Provided information
----
PR #1494, opened 2020-08-12
Support property declarations in interfaces

tfoleyNV:
There are two main features in this change. First, we allow for `interface`s to declare `property` requirements, which can be satisfied by matching `property` declarations in a type that conforms to the interface:

    interface IRectangle
    {
        property float width { get; }
        property float height { get; }
    }

    struct Square : IRectangle
    {
        float size;
        property float width { get { return size; } }
        property float height { get { return size; } }
    }

Second, we allow a type to satisfy a `property` requirement with an ordinary field of the same name:

    struct Rectangle : IRectangle
    {
        float width;
        float height;
        // no explicit `property` declarations needed
    }

The implementation of these features is mostly in `slang-check-decl.cpp` in the logic for checking conformance of a type to an interface.

The first feature simply requires adding logic to checking whether a candidate satisfying `property` declaration matches a required `property` declaration. To do so, it must have the same type, and an accessor to satisfy each of the required accessors.

The second feature requires adding logic to synthesize an AST `property` declaration for a type, based on a required `property` declaration and its accessors. This means that, more or less, any type where `this.name` yields a storage location that does what is needed can satisfy a property requirement (there is no specific rule that says the storage needs to be a field, although that is the most likely case).

The way that witnesses are stored for property declarations probably merits some description. During IR lowering, an abstract storage declaration like a subscript or `property` more or less desugars away, so that the actual interface requirements correspond to the accessors within it (the `get`, `set`, etc.). This means that a witness table should have entries/keys corresponding to the accessors and not the property itself. The process of finding/recording witnesses for `property` requirements thus installs entries for the individual accessors (with care taken to only install accessor witnesses once we are sure we have witnesses for all the requirements). Currently, the code also installs an entry for the property itself, although that is not strictly required, and might not be something we continue to do long-term.

(Aside: it was somewhat surprising that an end-to-end test of `property` declarations in `interface`s Just Worked without any changes to IR lowering.)

As we continue to write more code that synthesizes and checks AST expressions/statements, it becomes necessary to refactor the semantic checking logic so that it splits the recursive part (e.g., checking the operands of an assignment) from the validation part (e.g., checking that the assignment itself is valid). It is probably too big of a change to justify at this point, but it might be valuable in the future to have distinct hierarchies that represent unchecked and checked ASTs, with semantic checking mostly being a transformation from one to the other. The benefit of such a change is we could factor out a distinct "builder" API for constructing validated/checked AST nodes, with both semantic checking and AST synthesis being clients of that API.


source/slang/slang-check-decl.cpp
```diff
@@ -1758,6 +1874,348 @@ namespace Slang
...
+        // Leaving out the name here doesn't help matters, becaues then
+        // *all* synthesized members on a given type would share the same
+        // mangled name.
+        //
+        synPropertyDecl->nameAndLoc = requiredMemberDeclRef.getDecl()->nameAndLoc;
+
+        // The type of our synthesized property will be the expected type
+        // of the interface requirement.
+        //
+        // TODO: This logic can/will run into problems if the type is,
```
csyonghe, line 1947: Is there an assumption that synthesized code will not get type checked again? This seems to be one place that you'll want to check synthesized code for simplicity.

source/slang/slang-check-decl.cpp
```diff
@@ -1758,6 +1874,348 @@ namespace Slang
...
+            //
+            // Note: in practice we expect that only `set` accessors will have any parameters,
+            // and they will only have a single parameter.
+            //
+            List<Expr*> synArgs;
+            for( auto requiredParamDeclRef : getParameters(requiredAccessorDeclRef) )
+            {
+                auto paramType = getType(m_astBuilder, requiredParamDeclRef);
+
+                // The synthesized parameter will ahve the same name and
```
csyonghe, line 1988: "have"

source/slang/slang-check-decl.cpp
tfoleyNV: Yes, this logic runs late enough that we shouldn’t have problems with things getting re-checked.

PR #1496, opened 2020-08-13
GPU Foreach Loop

Checkmate50:
This PR introduces the completed GPU foreach loop and updates the
heterogeneous-hello-world example to use it.  This PR builds on the
previous introduction of the GPU Foreach loop parsing and semantic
----
What you should do
Could you please copy the lines of the listing above exactly, from its first line through the line bearing "The second feature", and nothing more?

Reply to the task
PR #1494, opened 2020-08-12
Support property declarations in interfaces

tfoleyNV:
There are two main features in this change. First, we allow for `interface`s to declare `property` requirements, which can be satisfied by matching `property` declarations in a type that conforms to the interface:

    interface IRectangle
    {
        property float width { get; }
        property float height { get; }
    }

    struct Square : IRectangle
    {
        float size;
        property float width { get { return size; } }
        property float height { get { return size; } }
    }

Second, we allow a type to satisfy a `property` requirement with an ordinary field of the same name:

    struct Rectangle : IRectangle
    {
        float width;
        float height;
        // no explicit `property` declarations needed
    }

The implementation of these features is mostly in `slang-check-decl.cpp` in the logic for checking conformance of a type to an interface.

The first feature simply requires adding logic to checking whether a candidate satisfying `property` declaration matches a required `property` declaration. To do so, it must have the same type, and an accessor to satisfy each of the required accessors.

The second feature requires adding logic to synthesize an AST `property` declaration for a type, based on a required `property` declaration and its accessors. This means that, more or less, any type where `this.name` yields a storage location that does what is needed can satisfy a property requirement (there is no specific rule that says the storage needs to be a field, although that is the most likely case).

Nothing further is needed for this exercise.